(Collected data entries)
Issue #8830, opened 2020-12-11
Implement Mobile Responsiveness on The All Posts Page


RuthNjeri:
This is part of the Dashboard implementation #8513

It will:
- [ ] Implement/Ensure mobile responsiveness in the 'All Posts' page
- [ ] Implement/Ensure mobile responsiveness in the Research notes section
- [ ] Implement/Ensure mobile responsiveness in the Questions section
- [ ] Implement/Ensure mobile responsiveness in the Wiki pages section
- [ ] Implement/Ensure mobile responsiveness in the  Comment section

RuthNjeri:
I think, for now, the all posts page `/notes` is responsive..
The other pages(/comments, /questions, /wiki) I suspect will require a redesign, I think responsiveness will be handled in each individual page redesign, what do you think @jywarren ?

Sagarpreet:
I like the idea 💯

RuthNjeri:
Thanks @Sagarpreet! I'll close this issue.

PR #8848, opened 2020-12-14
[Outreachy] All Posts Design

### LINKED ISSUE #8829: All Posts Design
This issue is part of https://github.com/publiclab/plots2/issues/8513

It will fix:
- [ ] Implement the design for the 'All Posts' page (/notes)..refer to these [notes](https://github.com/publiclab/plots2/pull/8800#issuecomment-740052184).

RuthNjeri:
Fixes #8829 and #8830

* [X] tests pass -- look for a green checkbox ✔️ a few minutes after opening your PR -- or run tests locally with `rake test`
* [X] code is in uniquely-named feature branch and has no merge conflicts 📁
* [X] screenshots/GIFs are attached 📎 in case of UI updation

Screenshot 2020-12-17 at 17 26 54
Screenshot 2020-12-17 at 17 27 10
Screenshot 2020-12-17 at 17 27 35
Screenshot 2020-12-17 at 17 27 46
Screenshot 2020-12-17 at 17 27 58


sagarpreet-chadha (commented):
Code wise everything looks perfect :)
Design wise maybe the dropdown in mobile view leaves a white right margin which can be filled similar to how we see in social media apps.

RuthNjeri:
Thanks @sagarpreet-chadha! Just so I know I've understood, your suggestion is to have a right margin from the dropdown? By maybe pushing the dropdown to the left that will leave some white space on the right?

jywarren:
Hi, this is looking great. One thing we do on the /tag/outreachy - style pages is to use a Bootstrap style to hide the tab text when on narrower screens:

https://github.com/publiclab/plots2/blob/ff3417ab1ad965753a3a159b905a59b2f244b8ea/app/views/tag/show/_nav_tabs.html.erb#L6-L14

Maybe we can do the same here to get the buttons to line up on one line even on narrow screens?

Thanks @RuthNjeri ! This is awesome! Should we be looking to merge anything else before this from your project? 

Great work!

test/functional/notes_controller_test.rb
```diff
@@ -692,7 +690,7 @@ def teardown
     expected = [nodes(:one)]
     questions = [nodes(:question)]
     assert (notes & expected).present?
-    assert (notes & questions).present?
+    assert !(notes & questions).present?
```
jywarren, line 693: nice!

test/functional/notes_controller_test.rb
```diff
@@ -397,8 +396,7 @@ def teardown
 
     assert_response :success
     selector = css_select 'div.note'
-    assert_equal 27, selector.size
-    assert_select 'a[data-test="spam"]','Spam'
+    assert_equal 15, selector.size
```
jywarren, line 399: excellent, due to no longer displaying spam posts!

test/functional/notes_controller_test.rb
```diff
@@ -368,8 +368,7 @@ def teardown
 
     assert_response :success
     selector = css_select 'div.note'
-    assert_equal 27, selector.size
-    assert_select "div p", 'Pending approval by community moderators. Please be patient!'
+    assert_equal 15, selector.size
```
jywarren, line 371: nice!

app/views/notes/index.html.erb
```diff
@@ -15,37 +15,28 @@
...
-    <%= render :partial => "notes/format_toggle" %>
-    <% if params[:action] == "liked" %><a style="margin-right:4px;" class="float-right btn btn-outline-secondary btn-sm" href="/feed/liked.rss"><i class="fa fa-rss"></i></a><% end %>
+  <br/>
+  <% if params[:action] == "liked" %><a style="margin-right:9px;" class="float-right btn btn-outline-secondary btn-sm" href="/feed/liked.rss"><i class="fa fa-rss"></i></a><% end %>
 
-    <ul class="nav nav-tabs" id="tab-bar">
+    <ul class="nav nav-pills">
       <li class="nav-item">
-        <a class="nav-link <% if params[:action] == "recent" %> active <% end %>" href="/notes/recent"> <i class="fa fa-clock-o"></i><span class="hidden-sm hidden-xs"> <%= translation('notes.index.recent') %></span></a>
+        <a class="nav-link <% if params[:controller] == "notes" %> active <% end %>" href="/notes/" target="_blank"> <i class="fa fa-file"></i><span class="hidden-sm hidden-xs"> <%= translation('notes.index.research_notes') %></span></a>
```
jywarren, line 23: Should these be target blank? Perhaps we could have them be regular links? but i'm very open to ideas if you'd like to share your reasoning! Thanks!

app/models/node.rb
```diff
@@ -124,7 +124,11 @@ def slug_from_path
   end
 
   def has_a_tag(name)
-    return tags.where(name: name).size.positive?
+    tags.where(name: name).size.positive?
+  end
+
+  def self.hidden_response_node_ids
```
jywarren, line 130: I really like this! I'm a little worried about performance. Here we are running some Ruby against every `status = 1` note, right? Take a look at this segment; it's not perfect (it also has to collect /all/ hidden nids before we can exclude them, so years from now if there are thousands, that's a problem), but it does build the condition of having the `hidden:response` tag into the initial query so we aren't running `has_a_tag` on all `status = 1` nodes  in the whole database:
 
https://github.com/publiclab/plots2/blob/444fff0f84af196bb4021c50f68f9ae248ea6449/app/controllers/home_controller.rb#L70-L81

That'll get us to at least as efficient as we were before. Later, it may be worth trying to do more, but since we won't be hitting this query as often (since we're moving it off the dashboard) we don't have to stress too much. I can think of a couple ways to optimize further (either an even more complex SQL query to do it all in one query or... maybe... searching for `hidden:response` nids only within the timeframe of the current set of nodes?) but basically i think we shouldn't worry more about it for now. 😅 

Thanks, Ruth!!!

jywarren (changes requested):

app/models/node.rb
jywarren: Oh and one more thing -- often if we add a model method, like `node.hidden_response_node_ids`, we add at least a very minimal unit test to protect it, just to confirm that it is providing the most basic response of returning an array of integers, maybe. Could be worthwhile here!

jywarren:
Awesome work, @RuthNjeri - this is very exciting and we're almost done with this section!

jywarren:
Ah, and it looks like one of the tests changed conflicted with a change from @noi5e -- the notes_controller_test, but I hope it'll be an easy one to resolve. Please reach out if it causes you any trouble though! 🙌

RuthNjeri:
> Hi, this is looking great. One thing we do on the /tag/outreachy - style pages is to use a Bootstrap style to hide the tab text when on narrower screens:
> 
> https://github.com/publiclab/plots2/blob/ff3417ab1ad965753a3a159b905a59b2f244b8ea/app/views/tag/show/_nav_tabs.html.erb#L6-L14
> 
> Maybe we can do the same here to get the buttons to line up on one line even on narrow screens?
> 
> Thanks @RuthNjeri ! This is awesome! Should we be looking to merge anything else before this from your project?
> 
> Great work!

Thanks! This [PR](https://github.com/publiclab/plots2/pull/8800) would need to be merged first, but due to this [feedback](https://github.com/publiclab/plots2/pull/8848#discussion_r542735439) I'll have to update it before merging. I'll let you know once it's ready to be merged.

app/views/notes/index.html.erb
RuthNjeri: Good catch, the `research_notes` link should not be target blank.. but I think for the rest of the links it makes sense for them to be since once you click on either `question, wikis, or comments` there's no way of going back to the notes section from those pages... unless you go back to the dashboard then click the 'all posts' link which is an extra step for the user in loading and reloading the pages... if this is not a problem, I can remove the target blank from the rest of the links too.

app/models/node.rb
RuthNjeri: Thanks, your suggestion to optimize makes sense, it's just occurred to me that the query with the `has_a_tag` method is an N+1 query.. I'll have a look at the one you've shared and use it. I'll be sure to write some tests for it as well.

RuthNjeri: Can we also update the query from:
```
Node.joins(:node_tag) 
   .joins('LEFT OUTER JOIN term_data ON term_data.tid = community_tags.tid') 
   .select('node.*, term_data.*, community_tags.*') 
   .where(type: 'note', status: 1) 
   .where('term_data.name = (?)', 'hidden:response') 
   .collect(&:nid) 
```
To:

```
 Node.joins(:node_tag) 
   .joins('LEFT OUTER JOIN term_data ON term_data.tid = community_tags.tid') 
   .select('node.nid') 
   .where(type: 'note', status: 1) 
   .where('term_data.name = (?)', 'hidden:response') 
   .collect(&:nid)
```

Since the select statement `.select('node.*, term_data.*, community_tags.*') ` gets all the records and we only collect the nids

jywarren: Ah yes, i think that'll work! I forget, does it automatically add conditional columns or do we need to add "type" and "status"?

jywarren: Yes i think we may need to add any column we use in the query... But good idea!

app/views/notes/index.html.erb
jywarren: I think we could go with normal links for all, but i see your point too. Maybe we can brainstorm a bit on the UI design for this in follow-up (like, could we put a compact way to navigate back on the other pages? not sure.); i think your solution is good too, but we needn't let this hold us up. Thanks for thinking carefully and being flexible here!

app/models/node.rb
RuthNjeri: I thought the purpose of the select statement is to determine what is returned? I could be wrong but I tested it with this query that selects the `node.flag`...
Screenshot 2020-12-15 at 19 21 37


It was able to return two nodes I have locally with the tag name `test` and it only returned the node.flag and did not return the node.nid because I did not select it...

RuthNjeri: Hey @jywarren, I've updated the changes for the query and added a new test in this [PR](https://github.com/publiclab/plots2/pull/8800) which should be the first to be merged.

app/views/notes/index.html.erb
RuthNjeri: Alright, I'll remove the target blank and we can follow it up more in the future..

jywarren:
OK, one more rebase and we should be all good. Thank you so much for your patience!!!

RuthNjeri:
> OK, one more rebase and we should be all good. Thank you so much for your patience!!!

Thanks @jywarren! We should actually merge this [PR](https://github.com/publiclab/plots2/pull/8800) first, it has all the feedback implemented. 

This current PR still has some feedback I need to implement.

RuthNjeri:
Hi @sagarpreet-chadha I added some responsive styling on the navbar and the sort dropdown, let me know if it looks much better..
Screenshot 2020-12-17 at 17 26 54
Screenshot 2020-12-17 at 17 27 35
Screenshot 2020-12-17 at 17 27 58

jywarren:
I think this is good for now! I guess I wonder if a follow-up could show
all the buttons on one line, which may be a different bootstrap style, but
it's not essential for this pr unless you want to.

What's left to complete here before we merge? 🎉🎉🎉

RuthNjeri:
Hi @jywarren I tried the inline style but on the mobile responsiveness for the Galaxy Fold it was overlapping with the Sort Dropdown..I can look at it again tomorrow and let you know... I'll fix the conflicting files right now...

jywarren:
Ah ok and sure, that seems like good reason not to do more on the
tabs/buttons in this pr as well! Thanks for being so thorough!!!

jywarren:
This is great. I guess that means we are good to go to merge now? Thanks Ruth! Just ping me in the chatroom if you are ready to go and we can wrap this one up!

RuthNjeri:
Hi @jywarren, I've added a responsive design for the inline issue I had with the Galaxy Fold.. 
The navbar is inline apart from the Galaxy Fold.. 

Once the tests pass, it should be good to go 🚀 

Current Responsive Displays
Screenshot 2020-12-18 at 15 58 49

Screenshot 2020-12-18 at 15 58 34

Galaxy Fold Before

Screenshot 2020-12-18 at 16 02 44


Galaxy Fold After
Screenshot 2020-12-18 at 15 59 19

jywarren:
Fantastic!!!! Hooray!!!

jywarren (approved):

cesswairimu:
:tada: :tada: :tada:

▶ _ABOUT THIS EXERCISE_
Give back exactly the lines from the beginning of the records through the line containing "Fixes #8829 and #8830", and only those.

▶ _WRITTEN RESPONSE_
Issue #8830, opened 2020-12-11
Implement Mobile Responsiveness on The All Posts Page


RuthNjeri:
This is part of the Dashboard implementation #8513

It will:
- [ ] Implement/Ensure mobile responsiveness in the 'All Posts' page
- [ ] Implement/Ensure mobile responsiveness in the Research notes section
- [ ] Implement/Ensure mobile responsiveness in the Questions section
- [ ] Implement/Ensure mobile responsiveness in the Wiki pages section
- [ ] Implement/Ensure mobile responsiveness in the  Comment section

RuthNjeri:
I think, for now, the all posts page `/notes` is responsive..
The other pages(/comments, /questions, /wiki) I suspect will require a redesign, I think responsiveness will be handled in each individual page redesign, what do you think @jywarren ?

Sagarpreet:
I like the idea 💯

RuthNjeri:
Thanks @Sagarpreet! I'll close this issue.

PR #8848, opened 2020-12-14
[Outreachy] All Posts Design

### LINKED ISSUE #8829: All Posts Design
This issue is part of https://github.com/publiclab/plots2/issues/8513

It will fix:
- [ ] Implement the design for the 'All Posts' page (/notes)..refer to these [notes](https://github.com/publiclab/plots2/pull/8800#issuecomment-740052184).

RuthNjeri:
Fixes #8829 and #8830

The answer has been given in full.